By Emmet Pierson, Jr.
The coronavirus pandemic exposed extreme disparities in housing options and availability for our working class and disadvantaged populations. In many neighborhoods across the country, lack of access to quality housing is an unofficial “state of emergency” with no clear direction of how to address the problem.
Good housing options are not available at a price point that an increasing number of individuals and families can afford while having enough money remaining to meet their basic needs or create savings. A a majority of these households live paycheck-to-paycheck and are just one setback or unexpected expense away from being unable to pay their rent or mortgage.
A Joint Center for Housing Studies of Harvard University, “America’s Rental Housing 2020,” reports that one in four renters spent more than half of their incomes on housing in 2018.1
To meet the 30-percent-of-income affordability standard, a household earning $30,000 a year would have to pay no more than $750 a month for housing costs, while a household earning $45,000 would have to pay no more than $1,125. As the stock of units charging such low rents continues to decline, it is increasingly difficult for households with modest incomes to find housing that is within their means. JCHS of Harvard University, America’s Rental Housing 2020
Millions more live in a state of housing uncertainty, described as living with a friend or family member, experiencing frequent moves, having trouble paying rent or being without consistent employment. A full-time Kansas City-area employee making Missouri’s 2021 minimum-wage of $10.30 per hour does not have a high enough income to afford a market-priced, two-bedroom home in any county of the metro.
That is according to the National Low Income Housing Coalition’s “Out of Reach: The High Cost of Housing 2021” report issued in July that shows the hourly wage would have to be $16.66 per hour to afford a two-bedroom rental home or, the employee would have to work a 65-hour work week at the current minimum wage to afford the same home.2
National Low Income Housing Coalition, Out of Reach: The High Cost of Housing 2021
While solutions at the federal level go wanting, some progress has been made locally to address the challenge of access to quality housing for Kansas City-area, lower- and middle-income individuals and families.

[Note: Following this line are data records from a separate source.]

PR #423, opened 2025-02-17
GRIDEDIT-1640 Orthogonalizing clg mesh after merging throws an exception

BillSenior:


.github/workflows/build-and-test-workflow.yml
```diff
@@ -95,7 +95,7 @@ jobs:
 
       # Step: CMake build
       - name: Build
-        run: cmake --build ${{ steps.paths.outputs.build_dir }} --config ${{ inputs.build_type }} -j
+        run: cmake --build ${{ steps.paths.outputs.build_dir }} --config ${{ inputs.build_type }} -j 4
```
lucacarniato, line 98: next time i suggest you make this part of a separate pr

libs/MeshKernel/src/Mesh2D.cpp
```diff
@@ -151,6 +157,24 @@ Mesh2D::Mesh2D(const std::vector<Point>& inputNodes, const Polygons& polygons, P
...
 }
 
+meshkernel::UInt Mesh2D::InvalidateEdgesWithNoFace()
+{
+    UInt numberInvalidated = 0;
+
+    for (UInt e = 0; e < m_edgesFaces.size(); ++e)
+    {
+
+        if (m_edgesFaces[e][0] == constants::missing::uintValue && m_edgesFaces[e][1] == constants::missing::uintValue)
```
lucacarniato, line 167: this should be 0 if both sides of the edge have no face: m_edgesNumFaces[e]

libs/MeshKernel/src/Smoother.cpp
```diff
@@ -425,6 +425,12 @@ std::tuple<double, double, double, double> Smoother::ComputeOperatorsForInterior
...
 void Smoother::ComputeOperatorsNode(UInt currentNode, const MeshNodeType nodeType)
 {
+
+    if (nodeType == MeshNodeType::Corner)
+    {
+        return;
+    }
+
     // the current topology index
     const auto currentTopology = m_nodeTopologyMapping[currentNode];
```
lucacarniato, line 436: std::ranges::fill(m_leftXFaceCenterCache, 0.0);)

libs/MeshKernel/tests/src/Mesh2DTest.cpp
```diff
@@ -510,18 +505,22 @@ TEST(Mesh2D, DeleteHangingEdge)
     std::vector<meshkernel::Point> nodes;
```
lucacarniato, line 505: since there is no hanging edge delete is this test relevant? or should be renamed to something else?

lucacarniato (commented):
+ Orthogonalize_OnInvalidMesh_ShouldThrowAMeshGeometryError now does not throw, unit tests fail
+ if i do not merge the edges for the maas grid, the orthogonalization still fails

.github/workflows/build-and-test-workflow.yml
BillSenior: This was just a quick test for initial timings, I will revert to original state.

libs/MeshKernel/tests/src/Mesh2DTest.cpp
BillSenior: The hanging edge is added a few lines after the mesh has been constructed. I have added a comment

lucacarniato (approved):

PR #446, opened 2025-04-11
GRIDEDIT-1761: Correct mkernel_mesh2d_insert_edge_from_coordinates

lucacarniato:


libs/MeshKernelApi/src/MeshKernel.cpp
```diff
@@ -2398,7 +2398,11 @@ namespace meshkernelapi
             std::vector<double> edgeLengths(meshkernel::algo::ComputeMeshEdgeLength(*meshKernelState[meshKernelId].m_mesh2d));
             constexpr auto lengthFraction = 0.01;
 
-            const auto minMeshEdgeLength = edgeLengths.empty() ? newEdgeLength : *std::ranges::min_element(edgeLengths);
+            auto filtered = edgeLengths | std::views::filter([](const double& x)
+                                                             { return x != meshkernel::constants::missing::doubleValue; });
+            auto minIt = std::ranges::min_element(filtered);
+
+            const auto minMeshEdgeLength = minIt == std::ranges::end(filtered) ? newEdgeLength : *minIt;
```
andreasbuykx, line 2405: I suggest to make a function for computing the minimum edge length, and write some unit tests for it, rather than test the insert-from-coordinates function.

libs/MeshKernelApi/tests/src/ApiTest.cpp
```diff
@@ -2169,6 +2169,54 @@ TEST_F(CartesianApiTestFixture, InsertEdgeFromCoordinates_OnNonEmptyMesh_ShouldI
...
+                                                                  4.0,
+                                                                  0.1,
+                                                                  0.0,
+                                                                  0.0,
+                                                                  10.0,
+                                                                  10.0,
+                                                                  nodeIndex);
+    ASSERT_EQ(meshkernel::ExitCode::Success, errorCode);
+    errorCode = meshkernelapi::mkernel_mesh2d_delete_node(meshKernelId, nodeIndex);
+    ASSERT_EQ(meshkernel::ExitCode::Success, errorCode);
```
andreasbuykx, line 2191: Can you add an assertion that there's at least one edge index with <0 edge length? Or make a comment about it? It is not very clear how this test relates to the fix made in the code.

andreasbuykx (commented):
These also need to be made robust against <0 edge lengths:
- MeshRefinement::ComputeEdgeBelowMinSizeAfterRefinement
- meshkernel::algo::MinEdgeLength

Will it be part of another PR?

andreasbuykx (approved):

PR #458, opened 2025-05-06
GRIDEDIT-1864 Hang on macos

BillSenior:


andreasbuykx (approved):
These changes appear quite unrelated to each other. Please document in the commit message why the std::couts are removed (left-over debugging?), and why the delta is changed in the test.

PR #474, opened 2025-07-07
GRIDEDIT-1911 Fixed bug when computing contacts from points 

BillSenior:
when the number of points is different from the number of nodes in the one d mesh.


AlexKosterDeltares (approved):
Good work!

PR #208, opened 2024-10-14
Reorganized VKTree services and implemented startup consumption of sequencer arguments for workers

### LINKED ISSUE #207: Allow workers to consume runtime values at startup
Currently, the only "input" workers get for circuit compilation is the source code itself.
For advances usecases, for example, sideloading runtime methods or provably deploying the bridging contract from the settlement contract, dynamic inputs are needed that need to be baked into the circuits at compile time.

These values typically are collected by the sequencer and require a large amount of computation to be computed. Therefore, workers should be able to receive those arguments at startup from the sequencer.

#### Protocol

To solve this, there will be a message queue that reserves a dedicated queue for workers to register themselves to the sequencer and receive arguments in the process. For that, as soon as the sequencer is up and running, the sequencer dispatches a task with the arguments to that queue. As soon as any worker gets spun up, they listen for and consume that task where the arguments are sent as payload. After reading that task, the worker "completes" the task - i.e. sends a response back to the message queue, which the sequencer receives. When the sequencer sees that acknowledgement, it dispatches the same task again for any subsequently spun-up worker to consume and the protocol to start again

rpanic:
Closes #207 

Description in the issue

Enhanced the FlowTaskWorker to accept three different types of tasks:
`UnpreparingTask`: Tasks that don't implement a prepare() method, therefore they don't have to wait for registration to get initialized - important because we need the CircuitCompilerTask before we have working worker registration
`AbstractStartupTask`: Tasks that are used for startup of workers: Mainly the WorkerRegistrationTask
`Task`: All normal tasks that wait for registration to be completed before preparing and registering for tasks


ejMina226 (approved):
Looks good.

ejMina226:
@rpanic From a high-level, how did you get around the issue of the worker processes not having access to the VKTreeService?

rpanic:
@ejMina226 
Two-fold: The first thing I did was instead of accessing the VKTreeService in the BlockProver, which is executed by a task, I add the VK and the tree witness as a task payload and through that, I use them in the BlockProver as a traditional program arguments / witness.
The second thing is how the blockprover has access to the tree root, which has to be baked into the circuit at compile time. This is done via a extra step that happens when the worker gets started, which is the "worker registration". I outlined that in more detail in the linked issue

PR #209, opened 2024-10-16
Make Block Size Configurable

ejMina226:
Add a configurable maximum block size that the mempool respects


packages/sequencer/src/protocol/production/sequencing/BlockProducerModule.ts
```diff
@@ -144,7 +149,7 @@ export class BlockProducerModule extends SequencerModule<BlockConfig> {
     txs: PendingTransaction[];
     metadata: BlockWithResult;
   }> {
-    const txs = await this.mempool.getTxs();
+    const txs = (await this.mempool.getTxs()).slice(0, this.maximumBlockSize());
```
rpanic: I would like to see this handled in a more eager fashion by passing the maximum size to getTxs() and then returning there as soon as that size is hit (instead of continuing to simulate and run everything)

ejMina226: OK. I'll change `getTx` to take an argument and do the filtering there.

PR #212, opened 2024-10-25
Fixed issue where Mempool endpoints would invoke tx ordering

rpanic:
Also: Made findTransaction() in Inmemory and Prisma TxStorage behave the same


ejMina226 (approved):
LGTM. Why do we not want tx ordering here?

rpanic:
Because it's irrelevant to the result of the endpoint (the tx is either included or not, the order doesn't matter there), but consumes a lot of resources computing the result, and that is a very apparent DOS vector for any attacker

PR #214, opened 2024-10-25
Fixed execution context not cleared after getTxs invocation

rpanic:


ejMina226 (approved):
LGTM. What happens if the execution context isn't cleared? Do the effects from the txs start accumulating?

rpanic:
Yes, I got a bug report from a user that discovered that, it was in conjunction with the MempoolResolver API endpoint though, but the result was a polluted context that leaked incorrect data into the block production somehow

PR #222, opened 2024-11-07
Refactor STProver to Accept Merkle Witness as Argument

ejMina226:
Previously, there was a getWitnessProvider call in the StateTransitionProver, which was misleading as it suggested the possibility of being able to fetch any witness at any time. This is not the case, and there is just one witness for each StateTransition available.


packages/protocol/src/prover/statetransition/StateTransitionProver.ts
```diff
@@ -132,14 +131,6 @@ export class StateTransitionProverProgrammable extends ZkProgrammable<
     ];
   }
 
-  private get witnessProvider(): StateTransitionWitnessProvider {
```
rpanic, line 135: Lets also remove all the classes that are unused now because of that, they shouldn't be used anywhere else now

packages/protocol/src/prover/statetransition/StateTransitionProver.ts
```diff
@@ -187,12 +185,9 @@ export class StateTransitionProverProgrammable extends ZkProgrammable<
     state: StateTransitionProverExecutionState,
     transition: ProvableStateTransition,
     type: ProvableStateTransitionType,
+    witness: RollupMerkleTreeWitness,
```
rpanic: Let's call that merkleWitness here as well, outwise it's confusing with the Provable.witness

packages/sequencer/src/protocol/production/tasks/StateTransitionTask.ts
```diff
@@ -68,6 +68,7 @@ export class StateTransitionTask
     witnessProviderReference.setWitnessProvider(witnessProvider);
```
rpanic: We should also get rid of all the witness provider stuff here

PR #225, opened 2024-11-09
Enabled sourcemaps

rpanic:
This PR enables TS sourcemaps for better error messages and code lookups.
Also, this enables out-of-package debugging in IntelliJ


ejMina226 (approved):
LGTM

PR #233, opened 2024-11-22
Created transactions on Database to do atomic writes for blocks, results and batches

### LINKED ISSUE #231: Atomic Block Production
Currently, block production isn't atomic and consistent when it comes to DB writes. If the block production fails in the middle of production or between production and result generation, inconsistent states can occur.
To fix this, two things should be implemented:
- Make result generation a seperate step in the production pipeline and enable it resume operation in case the sequencer crashed after production and before result generation
- Create a DB transaction pattern that allows us to encapsulate all of the DB writes done during block production in a single transaction

rpanic:
Closes #231

### DIFF
--- a/packages/persistance/src/PrismaDatabaseConnection.ts
+++ b/packages/persistance/src/PrismaDatabaseConnection.ts
@@ -137,4 +137,8 @@ export class PrismaDatabaseConnection
   public async close() {
     await this.prismaClient.$disconnect();
   }
+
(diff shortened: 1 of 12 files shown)


maht0rz:
Can we add a test that demonstrates the issue that led to this fix?

rpanic:
Test added, pls re-review @maht0rz

maht0rz (approved):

In 2017, Kansas City, Missouri, voters passed the Central City Economic Development (CCED) sales tax, which imposes a 1/8th percent sales tax to fund economic development projects in Kansas City’s urban core, which has experienced disinvestment and redlining for decades. In each of its annual rounds of funding, CCED-derived revenue has spurred the rehabilitation or addition of affordable housing choice in our urban residential neighborhoods including single-family and cottage-style homes, apartments, townhomes, assisted living, senior living and homes accommodating the disabled.
Within CBKC there has always been a strong focus on quality, affordable housing. Since our beginning in 1991, we have leveraged our role as a strong, stable and experienced community development corporation to add more than 750 housing units, primarily apartments and townhomes, either through complete renovation of substandard housing or new construction.
Community Builders’ $225 million investment in urban renewal over the years has earned recognition and respect on the national community development stage. We take seriously our responsibility in economic development access and advocacy for Kansas City’s east side and see that there is no better time than now to partner-up and scale-up.